## [TASK DETAILS]
From the records below, set down exactly the lines starting with the line that contains "through to the sidebar app when it starts." and going on through the line that contains "in that case.". Nothing else is wanted.

## [Saved data entries]
Content starts

PR #751, opened 2018-07-25
Hide "Public" group for logged-out users under certain conditions

robertknight:
As discussed in https://github.com/hypothesis/product-backlog/issues/702, hide the "Public" group in the client if:

 - The user is logged out
 - The page has associated groups
 - The user has not visited a direct link to an annotation in the "Public" group

This is implemented by making the `store.allGroups()` selector used by
the group list exclude the "Public" group under the above conditions.

A `directLinkedAnnotationId` field has been added to the selection state
to support this. This field is initialized from the settings passed
through to the sidebar app when it starts.

----

**TODO**

Two problems with the current approach:

- [ ] If the "Public" group is initially hidden, and the user logs in and selects it, then logs out again, the "Public" group remains selected but is no longer visible in the drop-down menu. This is because the `LOAD_GROUPS` action does not reset the focused group in that case.
- [ ] If the "Public" group was focused in a previous session, and if `groups.load()` completes _before_ the profile is fetched on startup, then `groups.load()` will have to make a decision about whether to focus the "Public" group without the guarantee that the current profile has been loaded first. In other words, the user _could_ be logged in (so "Public" should be kept focused), but `profile.userid` might be `null` (because the profile is still being fetched) at the point in `groups.load()` where the focus from the previous session is restored.

Also need to consider whether there could be other issues arising from introducing a difference between the groups that are _loaded_ (exist in the store) and the ones that are _displayed_ in the drop down list.

### DIFF
--- a/package.json
+++ b/package.json
@@ -89,6 +89,7 @@
     "redux": "^3.5.2",
     "redux-thunk": "^2.1.0",
     "request": "^2.76.0",
+    "reselect": "^3.0.1",
     "retry": "^0.8.0",
     "scroll-into-view": "^1.8.2",
     "seamless-immutable": "^6.0.1",
--- a/src/sidebar/store/modules/test/annotations-test.js
+++ b/src/sidebar/store/modules/test/annotations-test.js
@@ -122,30 +122,39 @@ describe('annotations reducer', function () {
     }]);
   });
 
-  describe('#directLinkedAnnotation', () => {
+  describe('#directLinkedAnnotationGroup', () => {
     var directLinkedAnn = {
       id: 'abcdef',
+      group: 'the-group-id',
     };
 
     it('returns null if no direct-linked annotation', () => {
       var store = createStore([annotations, selection], [{}]);
-      assert.equal(store.directLinkedAnnotation(), null);
+      assert.equal(store.directLinkedAnnotationGroup(), null);
     });
 
     it('returns null if direct-linked annotation not yet loaded', () => {
       var store = createStore([annotations, selection], [{
         annotations: directLinkedAnn.id,
       }]);
-      assert.equal(store.directLinkedAnnotation(), null);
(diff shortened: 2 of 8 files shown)


dwhly:
Thanks Robert.

> A caveat with the current implementation is that if a user follows a link to a direct-linked annotation in "Public" and then switches to a different group, the "Public" group disappears after the direct-linked annotation gets unloaded. This is because at this point the client no longer knows whether the direct-linked annotation is in the "Public" group or not since it only has its ID.

How difficult is this to work around?  It's probably a pretty big deal given the number of annotations made in the Public channel.

robertknight:
We're exploring an alternate client side implementation at the moment which doesn't have that caveat. I agree it seems important enough to make sure we resolve before shipping this.

package.json
```diff
@@ -89,6 +89,7 @@
     "redux": "^3.5.2",
     "redux-thunk": "^2.1.0",
     "request": "^2.76.0",
+    "reselect": "^3.0.1",
```
robertknight: [reselect](https://github.com/reduxjs/reselect) is a small library for memoization. It is often paired with Redux to optimize selectors so that they only recompute when relevant parts of the application state have changed. Here it is used to optimize `store.allGroups()`.

src/sidebar/store/modules/test/annotations-test.js
```diff
@@ -1,28 +1,16 @@
 'use strict';
 
-var redux = require('redux');
```
robertknight: A while back a `createStore` utility was introduced to create a store from a set of _modules_. It is used by both the actual application and several of the tests. Here I'm changing the tests for the annotations module to use it for consistency.

robertknight:
Closing in favor of https://github.com/hypothesis/client/pull/757.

Content ends

## [FINAL ANSWER]
through to the sidebar app when it starts.

----

**TODO**

Two problems with the current approach:

- [ ] If the "Public" group is initially hidden, and the user logs in and selects it, then logs out again, the "Public" group remains selected but is no longer visible in the drop-down menu. This is because the `LOAD_GROUPS` action does not reset the focused group in that case.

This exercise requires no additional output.